Some patients took permitted rescue analgesics during the study month. The most commonly used analgesic was acetaminophen, taken by one patient in cohort 1 who was assigned to chicory, one patient in cohort 2 who was also assigned to chicory and five patients in cohort 3, three on placebo and two on chicory. Narcotic analgesics, either hydrocodone or codeine in combination with acetaminophen, were taken for rescue therapy by two patients in cohort 1, both assigned to placebo, two in cohort 2, one each on chicory and placebo. No cohort 3 patient took narcotic analgesics for rescue. Three patients in cohort 1 took prohibited NSAIDs prior to the final visit due to increased pain, and these individuals (2 placebo, 1 chicory) were excluded from the efficacy analysis.

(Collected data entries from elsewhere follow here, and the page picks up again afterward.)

PR #408, opened 2023-04-26
[NuGet] All platform package pipeline

wejoncy:
Nuget pipeline for
- Windows x64
- Windows x86
- Windows arm
- Windows arm64
- Linux x64
- Linux arm64
- Macos x64
- Macos arm64
- Macos universe
- Android aar(all archs)
- iOS xcframework (all archs)

TODO:
- how to build extionsions for mac arm64?


.pipelines/templates/c-api-windows-cpu.yml
```diff
@@ -0,0 +1,105 @@
...
+
+  steps:
+    - checkout: self
+      clean: true
+      submodules: none
+
+    - task: BatchScript@1
+      displayName: 'build onnxruntime-extensions'
+      inputs:
+        filename: '.\build.bat'
```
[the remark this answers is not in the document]
wenbingl: @skottmckay TFSTRING and RE2 are added for tf2onnx converter at the initial time. and they don't bring too much footprint increasing.

.pipelines/templates/c-api-linux-cpu.yml
```diff
@@ -0,0 +1,72 @@
...
+  pool: ${{parameters.PoolName}}
+  steps:
+    - checkout: self
+      clean: true
+      submodules: none
+
+    - task: ShellScript@2
+      displayName: 'build onnxruntime-extensions for Linux'
+      inputs:
+        scriptPath: 'build.sh'
```
wenbingl, line 35: the same cmake configuration with Windows

.pipelines/templates/c-api-linux-cpu.yml
```diff
@@ -0,0 +1,72 @@
...
+
+    - template: set-package-version-variable-step.yml
+      parameters:
+        IsReleaseBuild: true
+        PackageVersionVariableName: ORT_EXTENSIONS_VERSION
+
+    - bash: |
+       cd $(Build.SourcesDirectory)
+
+       lib_target=$(Build.BinariesDirectory)/onnxruntime-extensions-linux-${{parameters.OrtExtensionsArch}}-$(ORT_EXTENSIONS_VERSION)/lib
```
wenbingl, line 47: Not sure if I missed, please make sure the .so file is 'stripped' before packing into NuGet package.

.pipelines/templates/c-api-windows-cpu.yml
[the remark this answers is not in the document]
skottmckay: What is the current binary size on the various platforms?

tools/ci_build/generate_nuspec_for_native_nuget.py
```diff
@@ -0,0 +1,462 @@
...
+
+
+def generate_owners(line_list, owners):
+    line_list.append("<owners>" + owners + "</owners>")
+
+
+def generate_description(line_list, package_name):
+    description = ""
+
+    if package_name == "Microsoft.AI.MachineLearning":
```
skottmckay, line 98: We only need to support Microsoft.ML.OnnxRuntime.Extensions don't we? I expected we did not need any logic here handling different package names/types so we can remove all that. is_cpu_package should always be true (that is for when ORT is building a GPU nuget)

tools/ci_build/generate_nuspec_for_native_nuget.py
```diff
@@ -0,0 +1,462 @@
...
+            "netstandard",
+            args.package_name + ".targets",
+        )
+        os.system(copy_command + " " + source_targets + " " + target_targets)
+        files_list.append("<file src=" + '"' + target_targets + '" target="build\\native" />')
+        files_list.append("<file src=" + '"' + target_targets + '" target="build\\netstandard1.1" />')
+        files_list.append("<file src=" + '"' + target_targets + '" target="build\\netstandard2.0" />')
+
+        # Process xamarin targets files
+        if args.package_name == "Microsoft.ML.OnnxRuntime.Extensions_xmamarin":
```
skottmckay, line 282: The Microsoft.ML.OnnxRuntime.Extensions package should include all the xamarin and maui targets. Trying to avoid multiple nuget packages as it greatly complicates usage.

tools/ci_build/generate_nuspec_for_native_nuget.py
```diff
@@ -0,0 +1,462 @@
...
+        pkg_name += cpu_arch
+    elif os == "osx":
+        pkg_name = "onnxruntime-extensions-osx-" + cpu_arch
+    return pkg_name
+
+
+# nuget_artifacts_dir: the directory with uncompressed C API tarball/zip files
+# files_list: a list of xml string pieces to append
+# This function has no return value. It updates files_list directly
+def generate_file_list(nuget_artifacts_dir, files_list, include_pdbs):
```
skottmckay, line 29: nit: it feels like we're greatly overcomplicating things by copying so much from the ORT script which needs to handle a lot more things like building multiple different packages. 

The ORT setup is extremely complicated and hard to understand. The generation script is run from a proj file in the /csharp directory, you have to go find the CI to figure out the args to run that with and how, it writes the nuspec in a build output dir from the ORT build, and packs using custom commands in the proj. None of that is intuitive or simple to debug. 

Would it be simpler to understand/maintain if we just had a script to update a checked in NativeNuget.nuspec like we have currently? We know exactly what files we want the CI to include and those are fixed. The script can update commit id, version, etc. as needed but it would be editing an existing file vs. trying to generate everything dynamically.

If someone wants to test locally I'm starting to think it's easier for them to edit a checked in nuspec file to update the 'src' paths for things they have, and to remove the entries in 'files' for things they don't. Also easy to directly run `nuget pack` once they have done so.

.pipelines/templates/c-api-windows-cpu.yml
```diff
@@ -0,0 +1,105 @@
...
+  default: ''
+
+- name: ort_build_pool_name
+  type: string
+  default: 'Win-CPU-2021'
+
+- name: UseIncreasedTimeoutForTests
+  displayName: Increase timeout for tests? Set it to false if you are doing an Onnx Runtime release.
+  type: boolean
+  default: false
```
skottmckay, line 35: Is this relevant here?

.pipelines/templates/ios_shared_lib_build.yml
```diff
@@ -0,0 +1,71 @@
...
+          python -m pip install cmake==3.25.0
+        displayName: "Install CMake 3.25.0"
+
+      - template: set-package-version-variable-step.yml
+        parameters:
+          IsReleaseBuild: ${{ parameters.IsReleaseBuild }}
+          PackageVersionVariableName: ORT_EXTENSIONS_POD_VERSION
+
+      - script: |
+          python ./tools/gen_selectedops.py ./tools/ios/package_ops.config
```
skottmckay, line 43: same comment here regarding the nuget build needing to include the same ops across all platforms

tools/android/build_aar.py
```diff
@@ -55,6 +55,7 @@ def build_for_abi(
 def build_aar(
     output_dir: Path,
     config: str,
+    build_target: str,
```
skottmckay, line 58: nit: confusing to have a file and function called `build_aar` that is building an AAR or a shared library.

tools/android/build_aar.py
```diff
@@ -198,6 +214,7 @@ def main():
     build_aar(
         output_dir=args.output_dir,
         config=args.config,
+        build_target=args.build_target,
```
skottmckay, line 217: The nuget package uses the aar. Why do we need to ability to just build the shared library if that isn't needed for nuget?

tools/ci_build/windows/extract_nuget_files.ps1
```diff
@@ -0,0 +1,69 @@
+# Copyright (c) Microsoft Corporation. All rights reserved.
+# Licensed under the MIT License.
+
+# This file is used by Zip-Nuget Packaging NoContribOps Pipeline,Zip-Nuget-Java Packaging Pipeline
```
skottmckay, line 4: comment needs updating

.pipelines/templates/c-api-cpu.yml
```diff
@@ -0,0 +1,269 @@
...
+#  jobs:
+#  - template: ../android_packaging.yml
+#
+#- stage: iOS_Full_xcframework
+#  dependsOn: []
+#  jobs:
+#    - template: ../ios_packaging.yml
+
+
+- stage: NuGet_Packaging_CPU
```
skottmckay, line 126: If this config is responsible for assembling the nuget package for multiple different platforms, 'c-api-cpu.yml' doesn't really convey that. Can we rename to something more meaningful?

.pipelines/templates/c-api-ios-cpu.yml
```diff
@@ -0,0 +1,151 @@
+# packaging pipeline for iOS CocoaPods package
```
skottmckay, line 1: can we maybe call it build-ios-cocoapods-package.yml or something like that? would be good to consider all the yml file names and try and give them a meaningful name for what they do.

tools/ci_build/windows/extract_nuget_files.ps1
```diff
@@ -0,0 +1,69 @@
...
+
+# Re-construct a build directory that contains binaries from all the different platforms we're including
+# in the native ORT nuget package
+$nuget_artifacts_dir = "$Env:BUILD_BINARIESDIRECTORY\RelWithDebInfo\RelWithDebInfo\nuget-artifacts"
```
skottmckay, line 8: Is it possible to separate things out a little better so steps like this don't have a dependency on a build output dir from a local build?

i.e. copy ALL the required build artifacts to one place ($Env:BUILD_BINARIESDIRECTORY\build-artifacts) and extract them as needed to setup the directory structure the nuget pack needs (e.g. somewhere like $Env:BUILD_BINARIESDIRECTORY\nuget would be fine). 

That way in theory anything could use the build artifacts as they're all in one place and we cleanly separate out the nuget specific usage.

tools/ci_build/windows/extract_nuget_files.ps1
```diff
@@ -0,0 +1,69 @@
...
+Get-ChildItem $Env:BUILD_BINARIESDIRECTORY\nuget-artifact -Filter *.tar |
+Foreach-Object {
+ $cmd = "7z.exe x $($_.FullName) -y -o$nuget_artifacts_dir"
+ Write-Output $cmd
+ Invoke-Expression -Command $cmd
+}
+
+# copy android AAR.
+# for full build of onnxruntime-extensions Android AAR, there should only be one .aar file
+# called onnxruntime-extensions-android-x.y.z.aar but sanity check that
```
skottmckay, line 39: I don't think this check is relevant/needed here. It was for ORT where we potentially had 'full' and 'mobile' AAR files.

.pipelines/templates/android_shared_lib_build.yml
```diff
@@ -0,0 +1,70 @@
...
+        inputs:
+          versionSpec: "11"
+          jdkArchitectureOption: "x64"
+          jdkSourceOption: "PreInstalled"
+
+      - script: brew install coreutils ninja
+        displayName: Install coreutils and ninja
+
+      - script: |
+          python ./tools/gen_selectedops.py ./tools/android/package_ops.config
```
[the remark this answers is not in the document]
wejoncy: we want to build all ops and set OCOS_ENABLE_SELECTED_OPLIST=OFF, is that right?

.pipelines/templates/android_shared_lib_build.yml
```diff
@@ -0,0 +1,70 @@
...
+- name: AndroidABI
+  displayName: android abi,[arm64-v8a, x86_64, X86, armeabi-v7a]
+  values:
+  - 'x86_64'
+  - 'x86'
+  - 'arm64-v8a'
+  - 'armeabi-v7a'
+  type: string
+- name: Android_arch
+  displayName: same android abi, but in valid var
```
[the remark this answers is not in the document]
wejoncy: there is a hyphen in abi 'armeabi-v7a'. I have to use armeabi_v7a.
Will use a more clean name.

.pipelines/templates/c-api-android-cpu.yml
```diff
@@ -0,0 +1,100 @@
...
+  type: boolean
+  default: false
+stages:
+- stage: Android_Java_API_AAR_Packaging_Full
+  dependsOn: []
+  jobs:
+  - template: android_shared_lib_build.yml
+    parameters:
+      AndroidABI: 'x86_64'
+      Android_arch: 'x86_64'
```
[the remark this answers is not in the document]
wejoncy: ditto.  arm64-v8a vs arm64_v8a

.pipelines/templates/c-api-cpu.yml
```diff
@@ -0,0 +1,269 @@
+parameters:
+- name: RunOrtExtensionsTests
+  displayName: Run Tests?. There is no test exist for now
```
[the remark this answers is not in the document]
wejoncy: I think we don't have to run the test here, right? because we should run these tests somewhere, so I removed all tests in pipeline.

.pipelines/templates/c-api-cpu.yml
```diff
@@ -0,0 +1,269 @@
...
+      packageName: x86
+
+  - template: c-api-windows-cpu.yml
+    parameters:
+      DoCompliance: ${{ parameters.DoCompliance }}
+      DoEsrp: ${{ parameters.DoEsrp }}
+      stage_name_suffix: CPU_arm_${{ parameters.BuildVariant }}
+      buildArch: x64
+      msbuildPlatform: arm
+      packageName: arm
```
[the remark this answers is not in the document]
wejoncy: we are building all artifacts in a x64 machine. so I leave it here for reading.

tools/ci_build/generate_nuspec_for_native_nuget.py
wejoncy: I am not very clear what does this doing?
```
        # Process props file
        source_props = os.path.join(
            args.sources_path, "csharp", "src", "Microsoft.ML.OnnxRuntime", "targets", "netstandard", "props.xml"
        )
        target_props = os.path.join(
            args.sources_path,
            "csharp",
            "src",
            "Microsoft.ML.OnnxRuntime",
            "targets",
            "netstandard",
            args.package_name + ".props",
        )
```
Can I remove them all?

tools/ci_build/generate_nuspec_for_native_nuget.py
wejoncy: I don't have these files for now. So I would either remove this or have a condition to pass by this branch.

.pipelines/templates/c-api-linux-cpu.yml
wejoncy: Added in the seperate CXXFLAG

.pipelines/templates/android_shared_lib_build.yml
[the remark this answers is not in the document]
skottmckay: Currently the request is to build the libraries for the nuget package with `-DOCOS_ENABLE_CV2=OFF -DOCOS_ENABLE_BLINGFIRE=OFF` rather than selected ops list.

.pipelines/templates/c-api-cpu.yml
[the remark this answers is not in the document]
skottmckay: No. Do we need this parameter? If so the displayName is confusing as it seems to say we have no tests. 

I would suggest the displayName should just describe the parameter. You could add a comment above the default value of false explaining why it's false.

.pipelines/templates/android_shared_lib_build.yml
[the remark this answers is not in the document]
wejoncy: Got it.

tools/android/build_aar.py
wejoncy: The pipeline before is:
```
x86   (all in sequential)
  |
x64
 |
armv7
 |
armv8
  |
aar
```
and Now
```
x86     x64   armv7   armv8  (in parallel)
\          \         /            /
      \           |         /
              aar
```

To support build sharelib in different platform  in parallel, this script has to be support build lib/aar/pack_only

.pipelines/templates/c-api-ios-cpu.yml
wejoncy: Renamed to build-package-for-xxx.yml

tools/ci_build/windows/extract_nuget_files.ps1
wejoncy: unpack to ($Env:BUILD_BINARIESDIRECTORY\nuget-ext)

tools/ios/build_xcframework.py
```diff
@@ -179,6 +191,12 @@ def parse_args():
         required=True,
         help="Path to output directory.",
     )
+    parser.add_argument(
+        "--build_target",
+        default="xcframework",
+        choices=["lib", "xcframework","pack_xcframework"],
```
skottmckay, line 197:
```suggestion
        choices=["lib", "xcframework", "pack_xcframework"],
```

tools/ci_build/windows/extract_nuget_files.ps1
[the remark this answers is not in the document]
wejoncy: sure.

.pipelines/templates/mac-build-step-with-cache.yml
```diff
@@ -0,0 +1,60 @@
...
+  type: boolean
+  default: false
+
+- name: BuildStep
+  type: stepList
+
+# if WithCahe is false, the following parameters are not used.
+- name: Today
+  type: string
+  default: ""
```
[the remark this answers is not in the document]
wejoncy: Will remove it given that build is really fast.

.pipelines/templates/build-package-for-nuget.yml
```diff
@@ -0,0 +1,234 @@
...
+      displayName: Use Nuget 6.2.1
+      inputs:
+        versionSpec: 6.2.1
+
+    - task: PowerShell@2
+      displayName: 'Updating NuSpec'
+      inputs:
+        targetType: 'inline'
+        script: |
+          mv $(Build.BinariesDirectory)/nuget-ort-ext  $(Build.SourcesDirectory)/nuget-artifacts-ext
```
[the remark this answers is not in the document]
wejoncy: I am assuming `move` is a fast command. If we copy `nuget` folder from source-path to binary-path in reverse, we have to carefully handle the other files in source repo.

.pipelines/templates/android_shared_lib_build.yml
```diff
@@ -0,0 +1,66 @@
+# packaging pipeline for onnxruntime-extensions Android AAR package
```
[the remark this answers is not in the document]
wejoncy: Can do it in the next PRs. Setting ${{parameters.AdditionalBuildFlags}} to different flags `-DOCOS_ENABLE_CV2=OFF -DOCOS_ENABLE_BLINGFIRE=OFF` or `OCOS_ENABLE_SELECTED_OPLIST=ON`.

.pipelines/templates/build-package-for-android-aar.yml
```diff
@@ -0,0 +1,100 @@
...
+        targetType: 'inline'
+        script: |
+          set -e -x
+          python ./tools/android/build_aar.py \
+              --output-dir $(Build.BinariesDirectory)/android_aar \
+              --build_target pack_aar       \
+              --config $(buildConfig) \
+              --cmake-extra-defines OCOS_ENABLE_SELECTED_OPLIST=ON
+          VERSION=$(cat ./version.txt)
+          AAR_PATH="$(Build.BinariesDirectory)/android_aar/aar_out/$(buildConfig)/com/microsoft/onnxruntime/onnxruntime-extensions-android/${VERSION}/onnxruntime-extensions-android-${VERSION}.aar"
```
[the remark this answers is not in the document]
wejoncy: We have to keep it for now.
```
- task: DownloadPipelineArtifact@2
      inputs:
        artifact: 'onnxruntime-extensions-android-x86_64'
        targetPath: '$(Build.BinariesDirectory)/android_aar'
    - task: DownloadPipelineArtifact@2
      inputs:
        artifact: 'onnxruntime-extensions-android-x86'
        targetPath: '$(Build.BinariesDirectory)/android_aar'
    - task: DownloadPipelineArtifact@2
      inputs:
        artifact: 'onnxruntime-extensions-android-armeabi-v7a'
        targetPath: '$(Build.BinariesDirectory)/android_aar'
    - task: DownloadPipelineArtifact@2
      inputs:
        artifact: 'onnxruntime-extensions-android-arm64-v8a'
        targetPath: '$(Build.BinariesDirectory)/android_aar'
```
In the .pipelines/templates/build-package-for-android-aar.yml. 
`onnxruntime-extensions-android-x86_64` is a android package.`onnxruntime-extensions-x86_64` is a windows one?

.pipelines/templates/build-package-for-macosx.yml
```diff
@@ -0,0 +1,62 @@
...
+    parameters:
+      MacosArch: 'x86_64'
+      AdditionalBuildFlags: ${{ parameters.AdditionalBuildFlags }} 
+      WithCache: ${{ parameters.WithCache }}
+  # error   _png_do_read_transformations in liblibpng.a(pngrtran.c.o) not found for architecture arm64
+  # solution https://github.com/davisking/dlib/pull/2664/files
+
+  #- template: mac-cpu-packing-jobs.yml
+  #  parameters:
+  #    MacosArch: 'arm64'
```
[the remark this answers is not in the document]
wejoncy: I didn't find a way to fix it for now, so just workaround to comment it out.

tools/ios/build_xcframework.py
```diff
@@ -179,6 +191,20 @@ def parse_args():
         required=True,
         help="Path to output directory.",
     )
+    # Same as how android works
+    # This one is used in the ci pipeline for accelerating the build process,
+    # We have 4 archs to be build. It's in sequence by default, but we can build them in parallel.
+    # The parallel build works as:
+    #   1. build the lib files for each arch in different ci jobs
+    #   2. download all the lib files in tasks
+    #   2. pack the xcframework package in ci task
```
edgchen1, line 200: it's a good idea to allow parallelization of the framework builds. however, this needs some refinement for ios.

there is a framework (for one platform, for one arch), and then a fat framework (for one platform, for all archs), and then an xcframework (for all platform/archs).

so for example, you'd need to build each framework for one platform (e.g., iphonesimulator/x86_64 and iphonesimulator/arm64), then put all those together in one fat framework with `lipo` for the iphonesimulator platform. then, put the fat frameworks for each platform (iphonesimulator and iphoneos) together in one xcframework with `xcrun xcodebuild -create-xcframework ...`.

tools/ios/build_xcframework.py
```diff
@@ -179,6 +191,20 @@ def parse_args():
...
+    parser.add_argument(
+        "--build_target",
+        default="xcframework",
+        choices=["lib", "xcframework", "pack_xcframework"],
+        help="Build target. 'xcframework' builds the whole package. 'lib' builds the libraries only. \
+            'pack_xcframework' only does pack xcframework from existing lib files.",
```
edgchen1, line 206: nit: "target" has multiple meanings and it's not obvious to me what it means here.

just an idea for another name: `--mode` option with values `build_platform_arch_frameworks_only`, `pack_xcframework_only`, `build_xcframework` (default)

similar comment for build_aar.py

.pipelines/templates/android_shared_lib_build.yml
```diff
@@ -0,0 +1,70 @@
...
+        inputs:
+          targetType: 'inline'
+          script: |
+            set -e -x
+            python ./tools/android/build_aar.py \
+                --output-dir $(Build.BinariesDirectory)/android_so \
+                --build_target so       \
+                --abi ${{ parameters.AndroidABI }}       \
+                --config $(buildConfig) \
+                --cmake-extra-defines ${{parameters.AdditionalBuildFlags}}
```
edgchen1, line 55: from the name, it's not obvious that "AdditionalBuildFlags" are starting the value of `--cmake-extra-defines`. one could pass additional, unrelated options too after that.

maybe call it "CmakeExtraDefines" and pass it like `--cmake-extra-defines "${{ parameters.CmakeExtraDefines }}"`?

similar comment for other pipeline files

.pipelines/templates/ios_shared_lib_build.yml
```diff
@@ -0,0 +1,69 @@
+# packaging pipeline for onnxruntime-extensions ios cocoapods package
+parameters:
+- name: Platform
+  displayName: ios Platform
+  type: string
+- name: ios_arch
```
edgchen1, line 6: nit: can we have consistent naming for parameter names? e.g. `IosArch`

.pipelines/templates/ios_shared_lib_build.yml
edgchen1, line 1: on the name `ios_shared_lib_build.yml` - it's actually a static framework, not a shared library. consider `ios_framework_build.yml`

edgchen1: also can we have consistently named files? e.g., either all `my-template-file.yml` or `my_template_file.yml`

tools/ios/build_xcframework.py
edgchen1: FYI working on this in a branch: https://github.com/microsoft/onnxruntime-extensions/tree/edgchen1/split_xcframework_build

.pipelines/templates/build-package-for-windows.yml
```diff
@@ -0,0 +1,94 @@
...
+  steps:
+    - checkout: self
+      clean: true
+      submodules: none
+
+    - task: BatchScript@1
+      displayName: 'build onnxruntime-extensions'
+      inputs:
+        filename: '.\build.bat'
+        args: "-A ${{parameters.msbuildPlatform}} -DOCOS_ENABLE_CV2=OFF -DOCOS_ENABLE_BLINGFIRE=OFF"
```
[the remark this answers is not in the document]
wejoncy: refined to use "build_lib.bat/sh".

tools/android/build_aar.py
skottmckay, line 1: API level needs to be 21.

https://github.com/microsoft/onnxruntime-extensions/blob/5b89b79cc4de9e2174a11b3337c5d974345e9e62/tools/android/build_aar.py#LL169C1-L174C6

Otherwise you get this due to the mismatch with the ORT AARs minimum

Severity    Code    Description    Project    File    Line    Suppression State
Error    AMM0000    
    uses-sdk:minSdkVersion 21 cannot be smaller than version 24 declared in library D:\src\github\onnxruntime-inference-examples\mobile\examples\Maui\MauiVisionSample\MauiVisionSample\obj\Debug\net6.0-android\lp\152\jl\AndroidManifest.xml as the library might be using APIs not available in 21
    Suggestion: use a compatible library with a minSdk of at most 21,
        or increase this project's minSdk version to at least 24,
        or use tools:overrideLibrary="ai.onnxruntime.extensions" to force usage (may lead to runtime failures)

.pipelines/nuget.yml
```diff
@@ -1,107 +1,33 @@
...
+
+trigger:
+  branches:
+    exclude:
+      - "*"
+
+pr:
+  branches:
+    include:
+      - "*"
```
edgchen1, line 25: maybe running this for every PR is too frequent?

also I think for other pipelines we just specify the triggers in the web UI instead of the yml file. could do that for this as well to be consistent.

.pipelines/templates/build-package-for-macosx.yml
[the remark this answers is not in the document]
wejoncy: Sure.

tools/android/build_aar.py
wejoncy: Fixed.

.pipelines/nuget.yml
wejoncy: Yep

skottmckay (dismissed):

Compliance with treatment, defined as taking more than 80% of prescribed doses as evaluated at visit 2 (excluding patients who did not complete V2), was 83%, 86% and 86% in cohorts 1,2 and 3, respectively.

Efficacy

Efficacy data were analyzed for patients who had completed both visits without having taken any prohibited medications prior to either of the two assessments and who had at least an 80% compliance with the treatment regimen as determined by pill counts. Using these guidelines, numbers of analyzable patients were: 4 in cohort 1, 6 in cohort 2 and 18 in cohort 3. Improvement was defined as a positive change of at least 20% in at least 2 of the 3 domains (pain, stiffness and global). Using this definition, in cohort 1, 2 of 4 patients, 1 each on active treatment and placebo, were improved. In cohort 2, 4 of 6 were improved, 2 each on active treatment and placebo. In cohort 3, 13 patients were improved, 4 on placebo and 9 on chicory (Figure 1A). In the highest dose group, cohort 3, the difference between those improved on chicory (9/10; 90%) compared to those who improved on placebo (4/8; 50%) was close to statistical significance (P = 0.06). In this cohort, 6 of the 9 chicory responders showed improvement in both the pain and stiffness domains; two had response in the pain and global domains and one showed response in the stiffness and global domains. There was a trend for the visual analog measure of pain to be decreased in patients on active treatment in cohort 3, but this was not a statistically significant change (Figure 1B).

Figure 1
figure 1

(A) Percent responders in placebo and chicory groups and (B) Visual analog pain scores in at baseline and final visits in placebo and chicory treatment groups in Cohort 3. (A) Individuals in cohorts 1 and 2 were combined for this analysis. The ratios over each bar indicate numbers of responders over total numbers of analyzed individuals in each study group. For Cohort 3, the difference between placebo and chicory responses had a corresponding P value of 0.06.

Safety

Safety measures in patients treated with either chicory or placebo showed no clinically significant changes between initial and final determinations of vital signs (HR, BP) or laboratory measures (CBC, creatinine, AST/ALT) in any of the cohorts (Tables 2 and 3). A small and statistically significant change from baseline diastolic blood pressure (DBP) was observed in the cohort 3 chicory patients; DBP was elevated at baseline and improved to 90 mm Hg at the final visit (P = 0.044). Overall no safety concerns were raised by these analyses.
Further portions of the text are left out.